It’s common in Manhattan these days to hear people swear that they will be heading for Florida soon. If the data are any indication, it’s not all New York bluster: according to the Census Bureau, the Empire State lost 126,000 residents between July 2019 and July 2020, and the Sunshine State picked up 241,000. Out West, it’s a similar story, with California shrinking by 70,000 residents and Texas growing by 374,000. The pandemic has kicked America’s Great Reshuffle into overdrive.

Excessive taxation and overregulation are certainly part of what’s driving these trends, but there’s more to it. Plenty of people still want to live in cities like New York City and Los Angeles, for all their problems. The trouble is that New York and California’s cities have refused to build enough housing to accommodate all this demand over the past few decades, forcing millions to move elsewhere for reasonably priced accommodations.

When migrants to states like Texas and Florida are asked why they made the move, they consistently cite two factors: jobs and housing affordability. Consider the rent on a median two-bedroom apartment in New York City and Miami: according to data from Renthop, simply moving down I-95 can save you 40 percent on rent alone. The gap is even wider for a move to less-glamorous Charlotte, North Carolina, where an émigré would save over 60 percent on rent. Wages vary across the three metropolitan areas, but not by that much.

Jobs and housing affordability might seem like separate issues, but mounting evidence suggests that they are closely connected. Consider Toyota: in 2015, the auto manufacturer moved its North American headquarters from Los Angeles to Dallas, taking more than 3,000 jobs with it. The reason? At the time, housing in Dallas was three times cheaper than in Los Angeles, making employee recruitment in the City of Angels increasingly difficult. Financial firms making the jump from Wall Street to Miami this year offered a similar argument: Florida’s lower taxes certainly don’t hurt, but the real selling point is Florida’s low cost of living. Setting up shop in a place where employees can afford a place to live is good for business.

Why are housing costs so high in America’s struggling superstar cities? Normally, high housing costs would spark a local building boom, but in cities like Los Angeles and New York the opposite is happening. Since 2010, Orlando, Florida, has built over three times as much new housing on a per-capita basis as New York. States like Florida are affordable because of an abundant supply of new housing, and thanks to development-friendly regulatory environments, they’re likely to stay that way.

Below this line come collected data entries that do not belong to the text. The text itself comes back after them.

Issue #1381, opened 2021-08-09
Central can't always be downgraded after upgrade


matthew-white:
We've seen that it's not always possible to downgrade Central after upgrading. That means that if you have trouble upgrading, it's not guaranteed that you'll be able to downgrade to a version that did work. I'm not sure there's a way to change this (certainly not an easy way). However, I think it'd be useful to document this fact (maybe at https://docs.getodk.org/central-upgrade/), because it can be surprising. I vaguely remember discussing this issue before, but I don't think I see anything about it in the docs or in the issues here.

This issue comes up for Backend and for Frontend.

For Backend, I think the main issue is database migrations. I don't believe we expose a way through Docker to roll back database migrations. Perhaps part of the reason why is that it's not always possible to undo a migration: some migrations are partially destructive. There are also some migrations that technically could be undone, but we haven't written the code to do so, usually because doing so would be fairly complex.

For Frontend, I think the main issue is local storage. A new version of Frontend may set an item in local storage that previous versions did not. If you upgrade to the new version, then take an action that sets the item, then downgrade, then take an action that in the new version would set the item, then upgrade again, the item might not reflect the actual state, causing issues in the new version. (This came up when we were working on v1.2, which sets `sessionExpires` in local storage: if you upgrade to v1.2 and log in; downgrade to v1.1 and log out; then upgrade to v1.2 again; then you won't be able to log in, because v1.2 thinks you're logged in even though you're not.)

PR #1557, opened 2023-01-31
Update Central upgrade instruction structure to make commands copiable + draw attention to relevant version upgrade notes

lognaturel:
Goals:
- Make it easy to copy shell commands
- Improve the experience for people who upgrade every time
- Make it clear that instructions for every version between the current and target upgrade version are relevant
- Match https://docs.getodk.org/central-troubleshooting/#database-reset-after-running-docker-command which @yanokwa recently restructured

Todo:
- Add general instructions for performing maintenance: make a backup, announce a maintenance period, etc

@yanokwa, @alxndrsn, I'm interested in your early thoughts. I think this structure will make it easier to make the postgres upgrade instructions visible.

### DIFF
--- a/docs/central-upgrade.rst
+++ b/docs/central-upgrade.rst
@@ -3,52 +3,90 @@
 Upgrading Central
 =================
 
-We release new versions of Central regularly. You do not have to upgrade to the latest version immediately, but we generally recommend that you do so to get access to the newest features, bug fixes, and security updates.
+We release new versions of Central regularly. We generally recommend that you upgrade as soon as you can to get access to the newest features, bug fixes, and security updates. It is not generally possible to downgrade and we do not guarantee that versions prior to the latest release can still be installed.
 
-.. admonition:: Note
+Start by reviewing upgrade notes for all versions between your current version and the one you are upgrading to.
 
-  To see your version number, click on the question mark icon in the upper right section of your Central menu bar, then click :guilabel:`Version`. If you don't see the question mark, you can also see the version number by adding ``version.txt`` to the root URL (e.g., `demo.getodk.cloud/version.txt <https://demo.getodk.cloud/version.txt>`_).
+* Central v1.5: no special instructions.
+* :ref:`Central v1.4 <central-upgrade-1.4>`: see notes if you have tens of thousands of submissions.
+* :ref:`Central v1.3 <central-upgrade-1.3>`: see notes to ensure you have the correct version of ``docker-compose``.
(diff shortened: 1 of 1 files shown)


alxndrsn:
The scope of this PR seems beyond what's described.  Some of the changes look 100% acceptable and could be merged immediately.

Making instructions copyable sounds like a great idea!

lognaturel:
@matthew-white this intersects with docs you're writing so you may want to take a quick look to see whether you like the proposed structure.

docs/central-upgrade.rst
```diff
@@ -3,52 +3,90 @@
...
 =================
 
-We release new versions of Central regularly. You do not have to upgrade to the latest version immediately, but we generally recommend that you do so to get access to the newest features, bug fixes, and security updates.
+We release new versions of Central regularly. We generally recommend that you upgrade as soon as you can to get access to the newest features, bug fixes, and security updates. It is not generally possible to downgrade and we do not guarantee that versions prior to the latest release can still be installed.
 
-.. admonition:: Note
+Start by reviewing upgrade notes for all versions between your current version and the one you are upgrading to.
 
-  To see your version number, click on the question mark icon in the upper right section of your Central menu bar, then click :guilabel:`Version`. If you don't see the question mark, you can also see the version number by adding ``version.txt`` to the root URL (e.g., `demo.getodk.cloud/version.txt <https://demo.getodk.cloud/version.txt>`_).
+* Central v1.5: no special instructions.
```
matthew-white, line 10: Why mention v1.5 in particular?

matthew-white (commented):
The new structure looks great to me! I like that we're making it very clear when there are version-specific instructions. Also, I think this PR closes #1381.

docs/central-upgrade.rst
yanokwa: People on the forum sometimes ask if there are upgrade instructions for a version if we don't explicitly document that there are none.

matthew-white: That makes sense to me. I guess I'm wondering why we'd mention v1.5 and not other versions, for example, v2022.3 or v1.1. Could we instead add a generic note along the lines of "Most versions of Central do not have special upgrade instructions"?

matthew-white: (Also, definitely don't want to block merging / no strong feelings, mostly just wanted to throw out the thought.)

lognaturel:
Thanks, all. Don't hesitate to make edits in follow-on PRs.

PR #1560, opened 2023-02-01
Update upgrade instructions for v1.5.3 and v2022.3

### LINKED ISSUE #1503: Add upgrade instructions for v1.5.3
If a user has [disabled or customized Sentry](https://docs.getodk.org/central-install-digital-ocean/#disabling-or-customizing-sentry), then they will need to follow special upgrade instructions in order to upgrade to v1.5.3 or later. Those instructions are listed in the [forum post](https://forum.getodk.org/t/odk-central-v1-5/37882/4), but we should add them to the docs.

matthew-white:
Closes #1503.

### DIFF
--- a/docs/central-upgrade.rst
+++ b/docs/central-upgrade.rst
@@ -7,7 +7,9 @@ We release new versions of Central regularly. We recommend that you upgrade as s
 
 Start by reviewing upgrade notes for all versions between your current version and the one you are upgrading to. You can skip upgrades and directly install the latest version as long as you make sure to follow all relevant upgrade instructions.
 
-* Central v1.5, v2022.3: no upgrade notes
+* :ref:`Central v2022.3 <central-upgrade-2022.3>`: update your NGINX configuration if you have disabled or customized Sentry
+* :ref:`Central v1.5.3 <central-upgrade-1.5.3>`: fix errors with ``git pull`` if you have disabled or customized Sentry
+* Central v1.5.0: no upgrade notes
 * :ref:`Central v1.4 <central-upgrade-1.4>`: optionally add memory if you have tens of thousands of submissions
 * :ref:`Central v1.3 <central-upgrade-1.3>`: ensure you have the correct version of ``docker-compose``
 * :ref:`Central v1.2 <central-upgrade-1.2>`: fix errors with ``git pull``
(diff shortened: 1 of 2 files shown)


docs/central-upgrade.rst
```diff
@@ -7,7 +7,9 @@ We release new versions of Central regularly. We recommend that you upgrade as s
 
 Start by reviewing upgrade notes for all versions between your current version and the one you are upgrading to. You can skip upgrades and directly install the latest version as long as you make sure to follow all relevant upgrade instructions.
 
-* Central v1.5, v2022.3: no upgrade notes
+* :ref:`Central v2022.3 <central-upgrade-2022.3>`: update your NGINX configuration if you have disabled or customized Sentry
+* :ref:`Central v1.5.3 <central-upgrade-1.5.3>`: fix errors with ``git pull`` if you have disabled or customized Sentry
+* Central v1.5.0: no upgrade notes
```
matthew-white, line 12: It seems potentially confusing to mention patch versions like v1.5.0 here but nowhere else. But I'm not sure how else to approach it. I don't think we want to list every patch version without upgrade notes.

docs/central-upgrade.rst
```diff
@@ -74,6 +77,46 @@ You'll be asked to confirm the removal of all dangling images. Agree by typing t
...
+.. _central-upgrade-2022.3:
+
+Upgrading to Central v2022.3
+-----------------------------
+
+In v2022.3, we added Content Security Policy reporting. If you have disabled or customized Sentry, then you will need to modify ``files/nginx/odk.conf.template``. See our documentation about :ref:`configuring Sentry <central-install-digital-ocean-sentry>` to learn more about the specific changes that you need to make.
+
+.. _central-upgrade-1.5.3:
+
+Upgrading to Central v1.5.3
```
matthew-white, line 89: This section was adapted from the forum post: https://forum.getodk.org/t/odk-central-v1-5/37882/4

docs/central-upgrade.rst
lognaturel: I think we should have a single section per version and include special instructions for patches there. Once the patches are out, it wouldn't make sense for someone to upgrade to the .0. And in fact it's not easy to do so. I'll follow up with a proposal.

lognaturel (approved):

Issue #1561, opened 2023-02-02
Update section about Central web user roles


matthew-white:
The section about Central web user roles lists the actions that each role allows. However, I think some actions are missing. For example:

- Set up usage information reporting
- Actions related to datasets. Most importantly perhaps, Data Collectors can only read a dataset's entities indirectly, that is, only if the dataset is attached to a form.

PR #1563, opened 2023-02-02
Update docs after sunset of Google Drive backups

### LINKED ISSUE #1535: Remove Google Drive backups
See getodk/central#323. I think we should probably continue to document how to restore from a backup .zip file, since that functionality isn't going away. However, we should otherwise remove docs about Google Drive backups.

matthew-white:
Closes #1535.


docs/central-backup.rst
```diff
@@ -7,94 +7,43 @@ Having a data backup strategy is a critical part of running a web service like O
...
 
-If you don't already have a full system backup in place and don't want to set up your own database backup, Central provides a managed backup system to Google Drive.
+If you don't already have a full system backup in place and don't want to set up your own database backup, Central provides an API endpoint to download a backup of the database.
 
-.. _central-managed-backups:
+.. _central-direct-backups:
 
-Managed backups / Direct backups via API
-----------------------------------------
+Direct Backups via API
```
matthew-white, line 16: This section remains, but I removed a couple of other sections on this page. In some cases, I added language from those removed sections to this section.

docs/central-backup.rst
```diff
@@ -7,94 +7,43 @@ Having a data backup strategy is a critical part of running a web service like O
...
 
-#. Once you have the file on your local computer, you will have to transfer that backup snapshot file to your ODK Central server. If you don't know how to do this, and you used our DigitalOcean installation guide, please see `their instructions <https://www.digitalocean.com/community/tutorials/how-to-use-sftp-to-securely-transfer-files-with-a-remote-server>`_ on how to transfer a file to a Droplet.
+1. Find the backup file on your local computer. You will have to transfer that backup snapshot to your ODK Central server. If you don't know how to do this, and you used our DigitalOcean installation guide, please see `their instructions <https://www.digitalocean.com/community/tutorials/how-to-use-sftp-to-securely-transfer-files-with-a-remote-server>`_ on how to transfer a file to a Droplet.
```
matthew-white, line 46: Quick RST question: does the first one need to be `1.`, or can it be `#.`? I tried `#.`, and it seemed fine, but I didn't want to diverge from the existing pattern.

docs/central-backup.rst
```diff
@@ -7,94 +7,43 @@ Having a data backup strategy is a critical part of running a web service like O
...
 
-  If you only use web forms for previews or for making submissions directly from Central, managed backups are sufficient. You can regenerate previews by uploading the same form with a new :ref:`form version <central-forms-updates>`. 
+  If you only use Web Forms for previews or for making Submissions directly from Central, Direct Backups are sufficient. You can regenerate previews by uploading the same Form with a new :ref:`Form version <central-forms-updates>`.
 
-ODK Central features an optional off-site backup system that backs up all Central data (but as detailed above, not Web Form configurations).
+The Central API offers an HTTP endpoint to perform an immediate backup of the database and download the result to your computer. We call this type of backup a Direct Backup and recommend it only for specific use cases. For each Direct Backup, we extract all your data (including user accounts, Forms, and Submissions), then encrypt it with an optional passphrase. The encrypted backup will be returned in the HTTP response. As detailed above, the backup will not include Web Form configurations.
```
matthew-white, line 25: "encrypt it with an optional passphrase" is probably not the most clear. I wanted to convey:

- The result is always encrypted.
- You may specify a passphrase.
- But you don't have to specify a passphrase.

My instinct is that we shouldn't delve too much into encryption and the passphrase here. What I didn't want to imply is that encryption without a passphrase provides any additional security. Users who are interested in Direct Backups will navigate to the API docs, which offer more details on these subjects.

docs/central-users.rst
```diff
@@ -80,12 +80,6 @@ By default, Central roles are configured to allow the following:
 +------------------+---------------+-----------------+----------------+----------------+
 | Delete           | x             |                 |                |                |
 +------------------+---------------+-----------------+----------------+----------------+
-| **Server Configuration**                                                             |
-+------------------+---------------+-----------------+----------------+----------------+
-| Setup Backups    | x             |                 |                |                |
```
matthew-white, line 85: Setting up Google Drive backups was removed in v1.5.3.

docs/central-users.rst
```diff
@@ -80,12 +80,6 @@ By default, Central roles are configured to allow the following:
 +------------------+---------------+-----------------+----------------+----------------+
 | Delete           | x             |                 |                |                |
 +------------------+---------------+-----------------+----------------+----------------+
-| **Server Configuration**                                                             |
```
matthew-white, line 83: I removed the entire "Server Configuration" section, but there is one server configuration action that is still available: setting up usage information reporting. I've filed the related issue #1561.

docs/central-intro.rst
```diff
@@ -33,7 +33,6 @@ Here are some of the major features we support today:
    - Connectable to analysis and dashboard applications like Excel, Power BI, or R over OData
    - Server-managed datasets for registration/follow-up workflows
  - Integrated checklist-based help system
- - Optional encrypted off-site data backups to Google Drive
```
matthew-white, line 36: We also include this line in ["What's coming in Central"](https://forum.getodk.org/t/whats-coming-in-central/19677) in the forum. @yanokwa, would you up for removing that line?

docs/central-backup.rst
```diff
@@ -7,94 +7,43 @@ Having a data backup strategy is a critical part of running a web service like O
 
 If you are an experienced system administrator, you may want to set up your own backups of the PostgreSQL database that contains all of Central's data. One strategy for doing this is to :ref:`configure a separate database server <central-install-digital-ocean-custom-db>` and back up that database server.
 
-You will additionally need to have a backup of Enketo data to be able to restore existing Web Form links. The strict minimum required to do this are Enketo's Redis store and the keys generated in the Enketo configuration. **In general, we recommend making a full system backup.**
+You will additionally need to have a backup of Enketo data to be able to restore existing Web Form links. The strict minimums required to do this are Enketo's Redis store and the keys generated in the Enketo configuration. **In general, we recommend making a full system backup.**
```
matthew-white, line 10: I thought "minimum &hellip; are" was confusing, but I also don't love "minimums &hellip; are". A rephrase might be better, something like: "At a minimum, you should back up Enketo's Redis store and the keys generated in the Enketo configuration."

docs/central-backup.rst
lognaturel: #. is better but it doesn’t deal well with nested code blocks, notes, or other directives as far as I have been able to figure out. We should use auto numbering where we can!

lognaturel (approved):

PR #1564, opened 2023-02-03
Minor upgrade updates

lognaturel:
Minor follow-up to #1560 and #1563

I don't know what "recommend it only for specific use cases" referred to. At this point I think it's clear that we prefer full machine backups and managed database backups but that this is the only other alternative.


yanokwa (approved):
LGTM. I added one commit with a tweak. If it looks good, merge.

PR #1565, opened 2023-02-03
Change section language

lognaturel:
I've repeatedly had the experience of searching for Central docs that end up being in this "setting up" section that is now much broader. I think we should either use a broader term in the TOC or split off "Setting Up". "Setting Up" may have been chosen to parallel Collect but they're not the same -- Central requires ongoing maintenance whereas Collect does not.

I started with "Administrating ODK Central" but that is so long that it wraps.

I tried "Setup and Administration" which I like but it doesn't fit with the other headers.

I considered "Managing ODK Central" and I don't have a strong preference between that and "Running". "Operating" might also work.


ktuite:
"Running ODK Central" makes sense to me as someone who'd be looking for how to make central "go" and keep it going.

ktuite (approved):

yanokwa:
"Managing Central" feels a lot better to me because it better matches the role of "server management". [DHIS2](https://docs.dhis2.org/en/home.html) calls it management.

yanokwa:
Why don't we split it up into 2 sections: Installing and Managing?

lognaturel:
Have split "setup" into "install" and "manage". At some point it would be nice to add some general server administration advice to "manage" but I think this is a good improvement we can do first.

PR #1566, opened 2023-02-04
Add v2023.1 upgrade notes

lognaturel:
Maybe the `danger` admonition will be controversial. I really want this one to stand out.

Screen Shot 2023-02-04 at 9 07 07 AM


yanokwa (approved):
More important to get this message out first rather than get the message perfect.

PR #1573, opened 2023-02-09
Add special upgrade instructions for v2023.2 (postgres upgrade!)

alxndrsn:


lognaturel:
I see the space script is now in the repo. That means the pull and submodule upgrade happen before running the script. If there's not enough space, now you've checked out code that you can't build. That's probably ok but wanted to mention that it's different from previous instructions which had the space check first.

There needs to be a section on what to do if you have an external database. That's one of the things we really want QA on.

I was imagining that it'd be like the other version sections where there are some special instructions but the bulk of the steps are the standard instructions. Did that feel too disjoint?

alxndrsn:
> There needs to be a section on what to do if you have an external database. That's one of the things we really want QA on.

Added.

> I was imagining that it'd be like the other version sections where there are some special instructions but the bulk of the steps are the standard instructions. Did that feel too disjoint?

Once we're happy with the instructions, we can see if they can be "refactored" to share with the standard instructions.

alxndrsn:
> There needs to be a section on what to do if you have an external database. That's one of the things we really want QA on.

Added.

> I was imagining that it'd be like the other version sections where there are some special instructions but the bulk of the steps are the standard instructions. Did that feel too disjoint?

Once we're happy with the instructions, we can see if they can be "refactored" to share with the standard instructions.

lognaturel:
I was wondering why the code snippets were so big and I realized I messed up some of the formatting. Consider cherry picking https://github.com/getodk/docs/commit/1bc911618e0e589b2f77cbbf5a8c786eaa745a2f

lognaturel:
Replaced by #1577.

PR #1574, opened 2023-02-10
Add section on naming repeats to help with navigation

lognaturel:
Closes https://github.com/getodk/docs/issues/376

Not really sure what to name the little location summary at the top of a question. I went with form location summary but happy for other ideas.

Ran images through imageoptim.


yanokwa (changes requested):
The side by side images are confusing because there's no border on the image and they kind of look like the same thing if you aren't paying attention.

I would put one image, then some text, then the other image. Alternatively, add a caption or header to each.

lognaturel:
Yeah, you're right. Can we merge this and file a follow-on issue? I'll get it next time I do a mini doc sprint. But I think it's useful information to have out in the mean time.

yanokwa (approved):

For New York State, the problem is the state’s antagonistic approach to new housing construction—particularly in New York City and its infamously construction-resistant suburbs. A regulatory witch’s brew of exclusionary zoning, endless public process, and excessive preservation have made it next to impossible to build new housing at scale. New York developers built less in the recovery boom of the 2010s than in the depressed 1930s. You don’t need to reread Adam Smith to know what happens when demand booms and supply is stagnates: prices go up.

Will pandemic-weary New Yorkers continue to flee in droves? The anti-growth forces increasingly calling the shots in local politics certainly hope so. But we shouldn’t count on it—or hope for it. Ambitious Americans will always be drawn to big cities. But if city leaders don’t build enough new housing to accommodate growth, the people who keep the city running will bear the burden of rising prices.